WORK TASK —
Only lines holding the string "please" are wanted; copy each one from the material.
──────────────────────────────
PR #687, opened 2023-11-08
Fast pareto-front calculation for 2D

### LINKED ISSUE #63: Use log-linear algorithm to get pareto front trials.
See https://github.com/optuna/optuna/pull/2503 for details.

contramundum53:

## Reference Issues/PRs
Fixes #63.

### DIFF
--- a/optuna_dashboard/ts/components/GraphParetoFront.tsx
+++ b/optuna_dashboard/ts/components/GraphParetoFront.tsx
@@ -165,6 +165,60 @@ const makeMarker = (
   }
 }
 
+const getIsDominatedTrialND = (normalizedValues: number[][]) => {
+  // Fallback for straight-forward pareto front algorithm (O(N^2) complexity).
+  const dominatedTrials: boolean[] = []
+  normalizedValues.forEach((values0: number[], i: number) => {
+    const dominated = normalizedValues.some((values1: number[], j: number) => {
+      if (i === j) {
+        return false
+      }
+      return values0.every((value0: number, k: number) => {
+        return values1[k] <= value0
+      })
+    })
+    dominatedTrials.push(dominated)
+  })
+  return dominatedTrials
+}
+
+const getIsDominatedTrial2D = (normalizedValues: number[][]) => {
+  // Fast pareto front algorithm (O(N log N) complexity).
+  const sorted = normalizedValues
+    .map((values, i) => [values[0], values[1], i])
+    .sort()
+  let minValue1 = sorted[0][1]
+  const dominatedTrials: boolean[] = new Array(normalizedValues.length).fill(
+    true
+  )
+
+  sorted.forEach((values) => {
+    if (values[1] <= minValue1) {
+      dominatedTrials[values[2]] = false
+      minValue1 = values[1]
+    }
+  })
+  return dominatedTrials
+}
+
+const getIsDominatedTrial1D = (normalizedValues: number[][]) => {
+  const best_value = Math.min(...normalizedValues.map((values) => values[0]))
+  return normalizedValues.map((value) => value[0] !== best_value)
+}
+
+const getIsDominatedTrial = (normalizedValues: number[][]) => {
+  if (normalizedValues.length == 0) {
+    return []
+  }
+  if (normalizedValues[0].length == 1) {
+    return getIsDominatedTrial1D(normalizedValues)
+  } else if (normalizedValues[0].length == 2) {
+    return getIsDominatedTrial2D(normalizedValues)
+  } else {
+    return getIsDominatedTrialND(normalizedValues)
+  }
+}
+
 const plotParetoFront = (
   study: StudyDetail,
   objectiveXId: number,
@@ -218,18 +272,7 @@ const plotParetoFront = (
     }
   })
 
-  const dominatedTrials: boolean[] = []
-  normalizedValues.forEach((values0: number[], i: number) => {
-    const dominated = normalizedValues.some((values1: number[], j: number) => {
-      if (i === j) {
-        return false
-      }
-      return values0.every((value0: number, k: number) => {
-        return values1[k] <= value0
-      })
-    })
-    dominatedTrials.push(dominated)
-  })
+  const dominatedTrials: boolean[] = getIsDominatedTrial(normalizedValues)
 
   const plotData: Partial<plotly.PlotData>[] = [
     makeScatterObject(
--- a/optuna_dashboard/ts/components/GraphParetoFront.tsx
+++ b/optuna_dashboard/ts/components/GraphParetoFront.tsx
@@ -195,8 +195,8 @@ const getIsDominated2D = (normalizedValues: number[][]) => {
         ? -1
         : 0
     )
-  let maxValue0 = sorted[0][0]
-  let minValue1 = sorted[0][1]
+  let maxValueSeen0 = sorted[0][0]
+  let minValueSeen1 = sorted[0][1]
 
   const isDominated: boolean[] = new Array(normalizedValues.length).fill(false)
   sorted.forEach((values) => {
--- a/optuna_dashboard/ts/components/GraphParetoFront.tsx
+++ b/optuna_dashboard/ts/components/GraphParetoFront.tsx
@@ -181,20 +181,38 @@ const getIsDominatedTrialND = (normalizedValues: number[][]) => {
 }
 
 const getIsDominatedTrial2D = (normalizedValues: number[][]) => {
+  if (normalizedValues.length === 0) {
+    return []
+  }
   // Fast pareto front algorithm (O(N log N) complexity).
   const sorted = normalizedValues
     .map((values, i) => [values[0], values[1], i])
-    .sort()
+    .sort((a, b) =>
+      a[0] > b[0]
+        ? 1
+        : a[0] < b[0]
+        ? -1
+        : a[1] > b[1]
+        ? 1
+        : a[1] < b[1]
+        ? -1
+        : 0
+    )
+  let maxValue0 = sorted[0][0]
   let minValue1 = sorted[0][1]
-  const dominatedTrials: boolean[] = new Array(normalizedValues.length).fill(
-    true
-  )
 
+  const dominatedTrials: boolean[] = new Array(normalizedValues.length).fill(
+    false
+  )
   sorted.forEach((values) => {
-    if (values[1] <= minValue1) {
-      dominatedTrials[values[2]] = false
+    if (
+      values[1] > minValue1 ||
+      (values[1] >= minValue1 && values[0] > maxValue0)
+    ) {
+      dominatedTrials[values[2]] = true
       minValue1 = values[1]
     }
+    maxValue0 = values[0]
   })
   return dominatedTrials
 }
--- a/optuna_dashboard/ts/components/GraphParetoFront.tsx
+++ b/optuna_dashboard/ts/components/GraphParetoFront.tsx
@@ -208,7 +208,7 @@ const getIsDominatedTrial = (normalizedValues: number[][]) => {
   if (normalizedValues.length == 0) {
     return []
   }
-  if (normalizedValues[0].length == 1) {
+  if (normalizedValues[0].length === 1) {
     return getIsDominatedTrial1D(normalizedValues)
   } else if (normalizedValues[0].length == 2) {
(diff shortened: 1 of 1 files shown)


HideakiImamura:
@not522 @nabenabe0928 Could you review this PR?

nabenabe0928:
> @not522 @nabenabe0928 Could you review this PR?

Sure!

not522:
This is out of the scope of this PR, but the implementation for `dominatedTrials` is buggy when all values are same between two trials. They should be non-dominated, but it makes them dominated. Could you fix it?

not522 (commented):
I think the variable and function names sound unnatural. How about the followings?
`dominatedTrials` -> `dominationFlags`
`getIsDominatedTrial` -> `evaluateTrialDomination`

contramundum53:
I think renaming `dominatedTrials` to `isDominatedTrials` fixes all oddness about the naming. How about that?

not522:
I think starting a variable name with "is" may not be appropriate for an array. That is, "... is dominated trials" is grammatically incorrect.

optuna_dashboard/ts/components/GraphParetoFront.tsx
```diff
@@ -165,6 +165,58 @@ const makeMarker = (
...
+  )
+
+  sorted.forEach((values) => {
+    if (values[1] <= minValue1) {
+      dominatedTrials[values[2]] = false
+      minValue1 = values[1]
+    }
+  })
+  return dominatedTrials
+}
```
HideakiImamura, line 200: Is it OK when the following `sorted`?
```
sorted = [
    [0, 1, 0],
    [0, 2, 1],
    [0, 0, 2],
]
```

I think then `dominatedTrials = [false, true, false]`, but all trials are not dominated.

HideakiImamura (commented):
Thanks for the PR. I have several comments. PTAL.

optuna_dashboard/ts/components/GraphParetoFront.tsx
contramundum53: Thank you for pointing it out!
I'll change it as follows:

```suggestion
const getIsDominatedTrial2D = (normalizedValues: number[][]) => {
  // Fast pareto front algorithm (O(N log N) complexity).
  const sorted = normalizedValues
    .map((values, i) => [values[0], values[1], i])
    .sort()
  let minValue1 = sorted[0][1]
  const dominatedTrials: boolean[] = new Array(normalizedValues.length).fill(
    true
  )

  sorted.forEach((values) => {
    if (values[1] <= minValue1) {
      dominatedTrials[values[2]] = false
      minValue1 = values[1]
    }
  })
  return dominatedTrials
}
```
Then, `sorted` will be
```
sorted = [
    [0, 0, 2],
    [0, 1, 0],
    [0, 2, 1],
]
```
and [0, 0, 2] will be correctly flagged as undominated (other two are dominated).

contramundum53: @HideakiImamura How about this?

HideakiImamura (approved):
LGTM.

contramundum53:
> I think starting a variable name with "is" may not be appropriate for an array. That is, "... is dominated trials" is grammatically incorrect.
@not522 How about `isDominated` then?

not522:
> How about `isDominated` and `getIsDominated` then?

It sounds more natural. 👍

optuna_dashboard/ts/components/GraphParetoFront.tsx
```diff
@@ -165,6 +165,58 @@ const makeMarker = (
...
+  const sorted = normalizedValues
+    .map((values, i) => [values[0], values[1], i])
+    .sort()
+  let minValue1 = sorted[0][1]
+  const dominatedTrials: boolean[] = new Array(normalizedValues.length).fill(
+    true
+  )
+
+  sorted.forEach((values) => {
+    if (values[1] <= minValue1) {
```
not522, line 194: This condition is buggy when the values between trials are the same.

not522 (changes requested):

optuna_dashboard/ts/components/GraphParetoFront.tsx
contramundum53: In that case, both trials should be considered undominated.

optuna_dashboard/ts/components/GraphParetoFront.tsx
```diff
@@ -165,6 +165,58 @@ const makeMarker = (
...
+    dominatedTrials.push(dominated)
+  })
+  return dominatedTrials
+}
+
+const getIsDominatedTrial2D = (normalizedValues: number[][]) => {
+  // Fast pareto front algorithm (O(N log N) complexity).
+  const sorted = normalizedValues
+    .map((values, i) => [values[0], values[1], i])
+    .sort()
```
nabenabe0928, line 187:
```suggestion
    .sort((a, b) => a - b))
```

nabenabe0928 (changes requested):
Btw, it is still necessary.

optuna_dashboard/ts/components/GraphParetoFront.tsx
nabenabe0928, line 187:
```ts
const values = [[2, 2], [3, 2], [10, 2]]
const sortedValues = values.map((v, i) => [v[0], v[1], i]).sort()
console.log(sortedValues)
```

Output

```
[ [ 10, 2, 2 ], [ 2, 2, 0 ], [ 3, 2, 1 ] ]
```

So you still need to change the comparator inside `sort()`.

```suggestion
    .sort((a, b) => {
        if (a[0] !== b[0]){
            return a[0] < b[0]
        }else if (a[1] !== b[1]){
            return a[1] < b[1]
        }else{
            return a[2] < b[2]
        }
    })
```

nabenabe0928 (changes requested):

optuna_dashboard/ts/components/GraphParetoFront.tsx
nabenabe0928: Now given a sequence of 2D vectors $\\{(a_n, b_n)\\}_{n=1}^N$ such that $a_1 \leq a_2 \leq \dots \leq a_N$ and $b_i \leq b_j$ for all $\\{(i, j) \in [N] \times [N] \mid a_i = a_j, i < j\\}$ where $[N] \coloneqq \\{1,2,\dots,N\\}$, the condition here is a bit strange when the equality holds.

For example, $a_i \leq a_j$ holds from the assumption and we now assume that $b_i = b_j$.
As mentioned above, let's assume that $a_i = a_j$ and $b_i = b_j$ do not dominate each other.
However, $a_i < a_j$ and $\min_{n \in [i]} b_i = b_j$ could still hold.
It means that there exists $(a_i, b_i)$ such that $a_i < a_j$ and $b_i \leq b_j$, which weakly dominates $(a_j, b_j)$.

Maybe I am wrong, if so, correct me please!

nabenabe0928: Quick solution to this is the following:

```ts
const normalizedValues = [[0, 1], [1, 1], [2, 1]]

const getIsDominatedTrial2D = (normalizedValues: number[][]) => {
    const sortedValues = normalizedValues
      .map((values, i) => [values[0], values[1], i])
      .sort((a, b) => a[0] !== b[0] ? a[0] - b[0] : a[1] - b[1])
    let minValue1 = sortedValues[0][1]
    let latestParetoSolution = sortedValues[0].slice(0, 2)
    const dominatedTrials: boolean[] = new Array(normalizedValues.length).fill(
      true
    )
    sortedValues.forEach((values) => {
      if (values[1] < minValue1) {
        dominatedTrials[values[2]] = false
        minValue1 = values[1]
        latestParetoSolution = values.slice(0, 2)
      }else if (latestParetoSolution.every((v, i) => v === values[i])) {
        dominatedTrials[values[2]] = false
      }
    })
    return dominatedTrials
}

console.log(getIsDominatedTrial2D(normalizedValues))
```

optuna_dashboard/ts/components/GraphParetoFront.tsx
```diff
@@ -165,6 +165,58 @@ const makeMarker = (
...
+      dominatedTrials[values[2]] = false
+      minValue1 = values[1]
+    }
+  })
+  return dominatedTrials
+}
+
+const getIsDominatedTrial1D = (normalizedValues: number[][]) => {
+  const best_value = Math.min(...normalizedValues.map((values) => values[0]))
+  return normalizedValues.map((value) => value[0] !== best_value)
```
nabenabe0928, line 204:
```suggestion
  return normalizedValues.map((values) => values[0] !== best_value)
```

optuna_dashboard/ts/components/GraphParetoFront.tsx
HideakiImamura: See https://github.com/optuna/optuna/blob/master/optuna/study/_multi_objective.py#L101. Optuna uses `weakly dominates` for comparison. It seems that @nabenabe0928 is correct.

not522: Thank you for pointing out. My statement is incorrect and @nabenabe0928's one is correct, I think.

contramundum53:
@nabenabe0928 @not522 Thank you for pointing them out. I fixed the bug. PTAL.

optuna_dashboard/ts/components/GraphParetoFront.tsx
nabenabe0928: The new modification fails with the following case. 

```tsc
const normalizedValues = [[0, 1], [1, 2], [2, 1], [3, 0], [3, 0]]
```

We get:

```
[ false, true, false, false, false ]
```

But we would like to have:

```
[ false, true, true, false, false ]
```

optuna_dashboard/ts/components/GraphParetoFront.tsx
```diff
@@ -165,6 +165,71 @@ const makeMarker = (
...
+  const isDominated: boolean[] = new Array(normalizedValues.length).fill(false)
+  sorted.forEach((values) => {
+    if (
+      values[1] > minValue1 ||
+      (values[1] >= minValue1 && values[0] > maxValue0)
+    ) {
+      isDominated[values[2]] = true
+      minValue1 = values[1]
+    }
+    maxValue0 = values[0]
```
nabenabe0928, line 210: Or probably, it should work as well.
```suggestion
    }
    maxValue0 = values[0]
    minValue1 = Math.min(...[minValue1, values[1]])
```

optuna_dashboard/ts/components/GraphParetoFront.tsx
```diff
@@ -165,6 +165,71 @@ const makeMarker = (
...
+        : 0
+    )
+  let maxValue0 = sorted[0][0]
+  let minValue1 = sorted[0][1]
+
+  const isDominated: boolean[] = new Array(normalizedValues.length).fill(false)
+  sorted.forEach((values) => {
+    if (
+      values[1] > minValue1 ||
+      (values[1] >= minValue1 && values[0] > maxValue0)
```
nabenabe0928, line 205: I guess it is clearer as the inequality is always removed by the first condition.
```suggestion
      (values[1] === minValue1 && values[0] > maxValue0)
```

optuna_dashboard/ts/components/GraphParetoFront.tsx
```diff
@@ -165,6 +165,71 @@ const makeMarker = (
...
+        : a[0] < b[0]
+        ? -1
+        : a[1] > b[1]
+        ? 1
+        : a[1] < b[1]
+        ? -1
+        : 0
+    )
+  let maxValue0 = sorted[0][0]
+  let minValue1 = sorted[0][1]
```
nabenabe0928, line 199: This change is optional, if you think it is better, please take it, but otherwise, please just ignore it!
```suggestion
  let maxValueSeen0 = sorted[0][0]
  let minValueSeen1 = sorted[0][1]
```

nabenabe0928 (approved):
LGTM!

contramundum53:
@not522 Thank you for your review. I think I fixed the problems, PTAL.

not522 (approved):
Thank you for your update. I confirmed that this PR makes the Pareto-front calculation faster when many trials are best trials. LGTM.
──────────────────────────────
ANSWER SPACE —
Maybe I am wrong, if so, correct me please!
nabenabe0928, line 199: This change is optional, if you think it is better, please take it, but otherwise, please just ignore it!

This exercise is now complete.